Weiterlesen: Unsere Besprechung zu A DIFFERENT MAN…
Außerdem nominiert: EMILIA PEREZ, in dem Karla Sofía Gascón zu Beginn des Films in den grobschlächtigen, an vielen Körperstellen tätowierten Gangsterboss Manitas verwandelt wird, um später als elegante Emilia Pérez eine radikale Transformation vollzogen zu haben.
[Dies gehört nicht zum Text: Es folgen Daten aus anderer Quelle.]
PR #152, opened 2019-05-01
Don't modify status of unedited exemptions

irisfaraway:

When a registration is edited, if it keeps the same exemptions, the status of those exemptions should not change.

This fixes a bug which always reset the status to active.

### DIFF
--- a/app/services/waste_exemptions_engine/edit_completion_service.rb
+++ b/app/services/waste_exemptions_engine/edit_completion_service.rb
@@ -43,10 +43,10 @@ module WasteExemptionsEngine
     end
 
     def copy_exemptions
-      @registration.exemptions = []
-      @edit_registration.exemptions.each do |exemption|
-        @registration.exemptions << exemption
-      end
+      unchanged_exemptions = @registration.exemptions & @edit_registration.exemptions
+
+      remove_unwanted_exemptions(unchanged_exemptions)
+      add_new_exemptions(unchanged_exemptions)
     end
 
     def copy_people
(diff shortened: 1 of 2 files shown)


app/services/waste_exemptions_engine/edit_completion_service.rb
```diff
@@ -43,10 +43,10 @@ def copy_addresses
...
 
     def copy_exemptions
-      @registration.exemptions = []
-      @edit_registration.exemptions.each do |exemption|
-        @registration.exemptions << exemption
-      end
+      unchanged_exemptions = @registration.exemptions & @edit_registration.exemptions
+
+      remove_unwanted_exemptions(unchanged_exemptions)
+      add_new_exemptions(unchanged_exemptions)
```
cintamani: I am pretty sure that Rails is able to deal with this itself, and will actually perform better since will make less commits to the database :) You can try with simply 
```
def copy_exemptions
  @registration.exemptions = @edit_registration.exemptions
end
```

irisfaraway: You are correct! I was worried this would ignore the data on the registration_exemption but it works fine. Clearly I was overthinking :) Fixed in https://github.com/DEFRA/waste-exemptions-engine/pull/152/commits/5017999cdf86b3829f6779e9419a5f264cbc14a3

cintamani: eheh I am pretty sure that this behaviour on Rails wasn't working correctly on previous versions so you were correct on your first assumption. Now though it behaves as expected :)

PR #156, opened 2019-05-03
Make the completition form not flexibly navigatable

cintamani:
https://eaflood.atlassian.net/browse/RUBY-312

Add flag for `can_navigate_flexibly` to false on the competition form.
This assures that anyone trying to request the page more than once will be redirected to the form start.


Cruikshanks:
A yes to both of @irisfaraway comments

app/forms/waste_exemptions_engine/registration_complete_form.rb
```diff
@@ -18,5 +18,9 @@ def initialize(registration)
     def submit(_params)
       raise UnsubmittableForm
     end
+
+    def self.can_navigate_flexibly?
```
Cruikshanks: I think the intent was to add this to the base form and default to `true` but then override it where we need to, for example here and on the declaration form.

irisfaraway: @Cruikshanks That's already in the BaseForm! I thought it had been removed but looks like not.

Viel MakeUP und Hairstyling gibt es auch im Musical WICKED, in dem eigentlich jede Figur einen besonderen Style bekommt. Vor allem aber die von Cynthia Erivo gespielte Hauptfigur Elphaba, die seit ihrer Geburt eine sie von allen anderen unterscheidende Hautfarbe besitz. Sie ist grün und dieses grün den verschiedenen Lichtverhältnissen immer wieder anzupassen, ohne das es aufgetragen wirkt, ist tatsächlich eine beeindruckende Leistung.
II. Visuelle Effekte:
Wird gewinnen: Dieser Oscar sollte einem keine Kopfschmerzen bereiten. DUNE: PART TWO war hier schon als Gewinner gesetzt, bevor er überhaupt in die Kinos kam. Die Arbeit des Teams um den Deutschen Gerd Nefzer ist nicht weniger beeindruckend als im oscargekrönten ersten Teil. Streng genommen geht PART TWO sogar noch ein Stück weiter. Allein der Ritt auf dem Sandwurm im Zentrum des Films würde eine Auszeichnung hier schon rechtfertigen, stellt aber nur einen Aspekt der wiederum spektakulären visuellen Gestaltung des DUNE-KOSMOS’ dar. Giedi Prime, Heimatplanet der Harkonnen oder das sein Umfeld spiegelnde Raumschiff des Imperators sind nicht minder atemberaubend. Auch wenn die anderen Nominierten allesamt starke Argumente für sich haben, stellen sie keine ernstzunehmende Konkurrenz für DUNE: PART TWO dar.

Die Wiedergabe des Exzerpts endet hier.